* **EXERCISE INPUTS**
PR #470, opened 2022-10-31
catch TypeError in teardown for podman

minrk:
d.services.list throws TypeError instead of APIError with podman

### DIFF
--- a/tests/conftest.py
+++ b/tests/conftest.py
@@ -118,8 +118,9 @@ def docker():
                 c.remove()
         try:
             services = d.services.list()
-        except APIError:
+        except (APIError, TypeError):
             # e.g. services not available
+            # podman gives TypeError
             return
         else:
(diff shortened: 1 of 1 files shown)


minrk:
doesn't get tests passing, but gets to another, real error. @manics any idea on these podman failures?

manics:
I can't see anything obvious, and the version of [Podman in the GH environment is unchanged](https://github.com/actions/runner-images/blob/main/images/linux/Ubuntu2004-Readme.md). I'll do some investigation.

If this blocks merging other PRs or a release you could set `continue-on-error: true` on the Podman matrix job, and create an issue so I don't get forgotten?

consideRatio:
Closing and included this commit in #485, but the podman failure remains now with `continue-on-error: true`, and is tracked in #484.

PR #82, opened 2016-05-25
Expand Travis CI tests

pllim:
Added `egg_info`, PEP8, and coverage tests. Check for any unclosed files.

### DIFF
--- a/.travis.yml
+++ b/.travis.yml
@@ -37,7 +37,7 @@ env:
         - CONDA_DEPENDENCIES='Cython jinja2 scipy'
     matrix:
         # Make sure that egg_info works without dependencies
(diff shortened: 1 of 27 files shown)


embray:
This should probably use the same external module loading mechanism that astropy itself uses for `six`.  Otherwise anyone who packages synphot for Debian is going to run into the same issue astropy had, that it should be able to use the system version of the `six` module.

(Maybe this should just be part of the astropy package-template)

pllim:
@embray , not very sure what you mean. I got this copy of `six` from Ginga and it is on Debian (or almost there).

pllim:
p.s. Why is it not in `astropy_helpers`? Could have saved me some head scratching.

PR #84, opened 2016-06-02
Use Astropy mag units

### LINKED ISSUE #32: Use astropy magnitude system when available
In ``astropy.units.astrophys`` documentation:

> The mag unit is provided for compatibility with the FITS unit string standard. However, it is not very useful as-is since it is “orphaned” and can not be converted to any other unit. A future astropy magnitudes library is planned to address this shortcoming.

So, when this library is available, pysynphot should be updated to use that library instead of local definition of magnitudes.

pllim:
- [x] Replaced STMAG and ABMAG with official units from Astropy.

This fixes #32. It is unlikely that VEGAMAG and OBMAG will ever be in Astropy, as they depend on standard star/telescope area, so just leave those as-is.

Note: When astropy/astropy#5017 is merged, `spectral_density_mag` can be removed.


pllim:
@eteq, to answer your question from a while ago... yes, the Astropy logarithmic units seem to be working well. This PR demonstrates how I was able to incorporate them into `pysynphot` refactoring. 

Can't figure out an easy way to add my own units (i.e., `obmag` and `vegamag`) that needs extra info like telescope area or Vega spectrum file, but that has been discussed before in Astropy issues, so we don't have to do that again here.

PR #100, opened 2016-08-30
Change default data encoding to binary

pllim:
Removed the need to specifically provide encoding to read commonly supported data.


pllim:
:tada: 100! :tada:

PR #113, opened 2016-11-28
Improve plot method with Quantity

pllim:
Improve `plot()` method with Quantity. The code was written when Quantity was not supported by `matplotlib` but things have changed.


pllim:
Not waiting for Travis since plotting is not tested there. Manually tested already.

Issue #71, opened 2014-08-18
Enable auto doc via Read the Docs


pllim:
The link is registered here:
https://readthedocs.org/projects/synphot/

Depends on #63 .

pllim:
Done!

PR #114, opened 2016-11-30
Write complete user's guide

pllim:
Port relevant portions of `pysynphot` user's guide over, in addition to new materials.

This will lead to #71.


pllim:
Merging now so I can test RTD hook.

* **WHAT IS REQUIRED**
Check each line of these records for the string "tests" and state only how many lines have it.

* **RESULT OF THIS EXERCISE**
5